Шахтеры рассказали. Берзин глухим голосом произнес:
— Надо к ним лучше присмотреться, а если враги, лакеи господские, то не церемониться.
— Нет, — остановил его Мандриков. — Ты, Август, не прав. Мы не будем заниматься террором. Шахтеры должны сами наказать тех, кто предает рабочее дело.
— Так как же быть сейчас? — вернулся к волновавшему всех вопросу Булат. — Понимаете, что получилось? Побывал ночью ваш товарищ, хорошо говорил, за сердце шахтеров взял. Решили, значит, забастовку начать. А утром колчаковцы… — он замялся, не зная, как выразить свою мысль. За него продолжил Клещин;
— Вроде как провокация получилась. Мол, смотрите, шахтеры, что с вами будет, если против начальства пойдете. Тут еще Малинкин и Кулемин воду мутят. Они, наверное, и донесли про забастовку.
— Плохо на душе у горняков, — попытался смягчить слова Клещина Булат.
— Мы понимаем, сейчас надо… — Мандриков не договорил. Стук в дверь заставил его замолчать. Все насторожились. Мелькнула тревожная мысль: «колчаковцы!» Мандриков и Август вытащили браунинги, появилось оружие и у шахтеров. Берзин тихо подошел к двери. Стук повторился — осторожный, негромкий, но настойчивый. Берзин спросил:
— Кто?
— Я… Титов… откройте, — послышался за дверью нетерпеливый голос радиотелеграфиста.
Берзин открыл дверь, Вошел Титов и, увидев шахтеров, нерешительно остановился. Берзин успокоил его:
— Свои.
— Что у тебя? — подошел к Титову Мандриков. Тот порылся за пазухой и достал скомканный листок бумаги, протянул его Михаилу Сергеевичу:
— Вечером принял, ждал, когда Учватов домой уйдет. От американцев вернулся навеселе, хвастался, что скоро богатым станет, торговать будет.

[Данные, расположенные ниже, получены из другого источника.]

PR #525, opened 2020-06-22
CLDR-13306 Generate disruptive data churn report

btangmu:
-Work around bug for grammaticalState in DtdData.java

-ChartDelta: report when finished and report file-creation directories

-Remove dead/unused code from ChartDelta.java and Chart.java, make private where possible

-Remove duplicate new PathDescription from ExampleGenerator.java

-New ChartChurn.java based on copy of ChartDelta.java

-Filter paths based on design doc (in progress)

##### Checklist

- [x] Issue filed: https://unicode-org.atlassian.net/browse/CLDR-13306
- [x] Updated PR title and link in previous line to include Issue number

PR #573, opened 2020-07-22

btangmu:
-ChartDelta: report when finished and report file-creation directories

-Avoid deprecation warning for DtdData.getInstance; cache getCldrBaseDirectory as CLDR_BASE_DIR

-Prevent exception if e is null in DtdData.isMetadata (mysterious transient grammaticalState bug)

-Refactor to obviate single-line getValueSplitter; call DtdData.getValueSplitter directly instead

-Remove dead/unused code from ChartDelta.java and Chart.java, make private where possible

-Remove duplicate new PathDescription from ExampleGenerator.java

-New ChartChurn.java based on copy of ChartDelta.java

-Filter paths based on design doc (in progress): pathCountsForChurn

##### Checklist

### DIFF
--- a/tools/java/org/unicode/cldr/tool/ChartChurn.java
+++ b/tools/java/org/unicode/cldr/tool/ChartChurn.java
@@ -59,10 +59,10 @@ import com.ibm.icu.text.NumberFormat;
 import com.ibm.icu.util.ICUUncheckedIOException;
 import com.ibm.icu.util.Output;
 
-public class ChartDelta extends Chart {
+public class ChartChurn extends Chart {
     private static final boolean verbose_skipping = false;
 
-    private static final String DIR_NAME = "delta";
+    private static final String DIR_NAME = "churn";
 
     private static final boolean SKIP_REFORMAT_ANNOTATIONS = ToolConstants.PREV_CHART_VERSION.compareTo("30") >= 0;
 
@@ -103,8 +103,16 @@ public class ChartDelta extends Chart {
     private final Level minimumPathCoverage;
     private final boolean verbose;
 
+    /**
+     * Generate charts describing CLDR data "churn", i.e., changes in paths of particular
+     * importance for stability; for example, "//ldml/characters/exemplarCharacters".
+     *
+     * This main() can be run directly or through GenerateAllCharts.main().
+     *
+     * @param args
+     */
     public static void main(String[] args) {
-        System.out.println("use -DCHART_VERSION=36.0 -DPREV_CHART_VERSION=34.0 to generate the differences between v36 and v34.");
+        System.out.println("use -DCHART_VERSION=37.0 -DPREV_CHART_VERSION=36.0 to generate the churn between v36 and v37.");
         MyOptions.parse(args);
         Matcher fileFilter = !MyOptions.fileFilter.option.doesOccur() ? null : PatternCache.get(MyOptions.fileFilter.option.getValue()).matcher("");
         if (MyOptions.orgFilter.option.doesOccur()) {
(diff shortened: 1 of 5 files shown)


btangmu:
This is a DRAFT PR for reference on work in progress. It takes into account changes suggested by Mark and Steven in earlier https://github.com/unicode-org/cldr/pull/525 .

So far ChartChurn.java is essentially just a copy of ChartDelta.java, with "delta" changed to "churn", and with the addition of pathCountsForChurn which filters the set of paths to check only paths of special interest.

If we decide this is roughly the right approach, the next steps should include: (1) enhance pathCountsForChurn to use regex, maybe RegexLookup, to select the exact set if paths; and (2) refactor ChartDelta and ChartChurn to share code instead of duplicating it.

tools/java/org/unicode/cldr/tool/ChartDelta.java
```diff
@@ -69,11 +69,8 @@
     private static final PageId DEBUG_PAGE_ID = PageId.DayPeriod;
```
macchiati, line 69: It makes it much longer to read when you do a bunch of mechanical cleanups at the same time, since I have to sift through everything to make sure that it isn't relevant. There has to be some way to communicate that only X is expected to be a material change, and all else is cleanup. Maybe add your own review comments?

tools/java/org/unicode/cldr/tool/ChartChurn.java
```diff
@@ -0,0 +1,1116 @@
+package org.unicode.cldr.tool;
```
macchiati, line 1: This is doing a lot of unnecessary work, I think because it was copied from the delta chart; that chart is much more complicated because it is looking at changes in various attributes, etc. and also looking at more than just main+annotations. We don't need to bother with the non-ldml pages, for example.

It might be the wrong format also, because we want to have one big chart that we can review, including all of the locales in one chart instead of being split into hundreds of locales. More like the Flagged chart in that respect. (You might have changed that but hard to tell because so much else is going on.)

macchiati:
Tom, I think it would be much simpler to start with something like ChartDayPeriods. You can see that it basically gathers some information, stuffs it into a table, and that's it.

tools/java/org/unicode/cldr/util/DtdData.java
```diff
@@ -1440,7 +1440,7 @@ public boolean hasValue(String elementName) {
     public boolean isMetadata(XPathParts pathPlain) {
         for (String s : pathPlain.getElements()) {
             Element e = getElementFromName().get(s);
-            if (e.elementStatus == ElementStatus.metadata) {
```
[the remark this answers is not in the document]
srl295: Agreed, I don't think there should be a null path element.

srl295:
Also from a usage model,
1. I noticed that the `@CLDRTool` annotation doesn't seem to be added on these tools, that is no doubt due to a lack of documentation. I filed CLDR-13987 to track this.

2. The tool complained, but pressed on, when the 'cldr-archive' directory wasn't present.

```
Couldn't open factory: /Users/srl/src/cldr-archive/cldr-37.0/common/main
Will compare: main              /Users/srl/src/cldr/common/main         null
```

This seems like it should be a hard failure.

 I was able to create such an archive using the following (given CLDR_DIR):

```shell
mkdir -p ${CLDR_DIR}/../cldr-archive/
git clone --reference  ${CLDR_DIR} --depth 1  https://github.com/unicode-org/cldr -b release-37 ${CLDR_DIR}/../cldr-archive/cldr-37.0
```
(this is the most efficient way to fetch this content using git… or, is the production data needed?)

srl295:
also, I'm not sure why include-version and include-date are iframes, might be better served with inline substitution or JavaScript.

When I tried to run the tool locally, the include-version turned into mojibake because it didn't declare an encoding.

```patch
diff --git a/tools/java/org/unicode/cldr/tool/include-date.html b/tools/java/org/unicode/cldr/tool/include-date.html
index 8bb08ff830..5ea2430032 100644
--- a/tools/java/org/unicode/cldr/tool/include-date.html
+++ b/tools/java/org/unicode/cldr/tool/include-date.html
@@ -1 +1,2 @@
+<meta charset="utf-8"/>
 <p style="text-align: right">%date%</p>
diff --git a/tools/java/org/unicode/cldr/tool/include-version.html b/tools/java/org/unicode/cldr/tool/include-version.html
index 85909eb810..6afacb4164 100644
--- a/tools/java/org/unicode/cldr/tool/include-version.html
+++ b/tools/java/org/unicode/cldr/tool/include-version.html
@@ -1 +1,2 @@
+<meta charset="utf-8"/>
 CLDR v<span class='version'>%version%</span>
```

macchiati:
Those are so there is no different for identical content. Made y management
of charts far easier

btangmu:
I'm closing this and I've opened a new PR: https://github.com/unicode-org/cldr/pull/585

— Товарищи! Послушайте, — взволнованно перебил телеграфиста Михаил Сергеевич, Мандриков присел у печки и стал читать, поднеся листок к огню. Бумага в его руках казалась красной.

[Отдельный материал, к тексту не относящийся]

PR #577, opened 2020-07-24
CLDR-13948 add caching for downloading Tomcat

echeran:
##### Checklist

- [X] Issue filed: https://unicode-org.atlassian.net/browse/CLDR-13948

This PR caches the Tomcat binary tarball so that the build process is more resilient to network/server issues.  Also, the workflow trigger condition is fixed to run on PRs from any branch.

### DIFF
--- a/.github/workflows/ant.yml
+++ b/.github/workflows/ant.yml
@@ -16,7 +16,7 @@ on:
   push:
     branches: [ master ]
   pull_request:
-    branches: [ master ]
+    branches: '*'
 
 jobs:
   build:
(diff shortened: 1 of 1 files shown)


echeran:
[First test run](https://github.com/echeran/cldr/pull/1/checks?check_run_id=904841383) - cache key not present, so download is performed.
[Second test run](https://github.com/echeran/cldr/pull/1/checks?check_run_id=904889585) - cache key present, so download is skipped.

@srl295 I don't have permissions to assign you as a reviewer, but feel free to assign yourself.

PR #580, opened 2020-07-25
CLDR-13994 stop propagation of events from the .hide-review button to body

srl295:
CLDR-13994

- To fix a performance issue
- Semantic change: you can now hide unrelated review items without dismissing the popover.

### DIFF
--- a/tools/cldr-apps/WebContent/js/review.js
+++ b/tools/cldr-apps/WebContent/js/review.js
@@ -377,9 +377,9 @@ function toggleFix(event) {
 /**
  * Hide or show line for the review (Dashboard) page
  *
- * Called only by the Startup function at the top of this file
+ * This function is the click handler for the .hide-review button.
  */
-function toggleReviewLine() {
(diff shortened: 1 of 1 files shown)


macchiati:
I'm marking the ticket as Accepted so that we can get this tested on
smoketest asap. Though this was a joint effort, marking Steven as the
Assignee since he has the PR.

Mark

srl295:
Merged. Mark can you check?

Need to do some errands but will check in later

btangmu:
On smoketest, I logged in as the user with id 2283 and accessed the Sindhi Dashboard successfully. That's something at least, though we hadn't checked whether the problem occurred on smoketest for that user. The smoketest db isn't up to date with production -- but neither is my localhost db, and I was able to repro the problem on localhost.

srl295:
sounds good, let me know if it affects the local test

Kristi27:
Repoduced by Sindhi particular vetter's account only

PR #582, opened 2020-07-25
CLDR-13980 Add kk_Arab-CN locale

MuratKaribai:
##### Checklist

- [x] Issue filed: https://unicode-org.atlassian.net/browse/CLDR-13980


MuratKaribai:
@macchiati I created a file with minimal data. Is it possible to add them to the Survey Tool? I would like to make it to the CLDR 38 version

— Товарищи! Английские и американские войска оставили Архангельск и Мурманск! Освобожден от белых Воронеж!..
Мандриков повернулся к Титову и горячо поблагодарил:
— Хорошую ты весть принес, Василий Никитович, Спасибо тебе!
— Чего там, — застенчиво махнул рукой Титов и заторопился. — Пойду на станцию. Может, еще что будет.
Закрыв за ним дверь, Мандриков сказал Клещину:
— Готовь упряжку! Едем на копи…
— Я тоже, — потянулся к своей кухлянке Берзин, но Мандриков его остановил:
— Пожалуй, не стоит. Не надо, чтобы нас там пока видели вместе.
— Сергеич прав, — согласился Булат. — За всех шахтеров поручиться нельзя. Правда, Малинкин и Кулемин у Толстой Катьки гуляют. Сегодня при свете будешь, Сергеич, говорить. Нельзя все время в темноте. Шахтеры должны видеть, кто с ними говорит. Обещал им привести человека, который Ленина видел. Ждут тебя.
— Я же… — нетерпеливо начал Берзин, который имел больше оснований говорить о Ленине, но Мандриков мягко сказал:
— Прошу тебя, Август. — Мандриков видел, как устал Берзин, и хотел, чтобы товарищ отдохнул.
— На нарте могут уехать только двое, — напомнил Булат.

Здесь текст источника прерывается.